PR #320, opened 2021-12-28
fix: append Model to local model imports

dpilch:
In the case where a model shared the name with a prop the generated code would be invalid. Solve this issue by appending `Model` to model import names.

This is only really the first step to a full solution. The customer could still create a prop that is named something like `UserModel` and there would be a name collision. Long term we need to devise a way to prevent name collisions in generated components.

### DIFF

* * * *

_THE TASK_: The range begins at the line containing "This is only" and ends at the last line of the entries; reproduce it exactly.

_SOLUTION FOR THIS TASK_:
This is only really the first step to a full solution. The customer could still create a prop that is named something like `UserModel` and there would be a name collision. Long term we need to devise a way to prevent name collisions in generated components.

### DIFF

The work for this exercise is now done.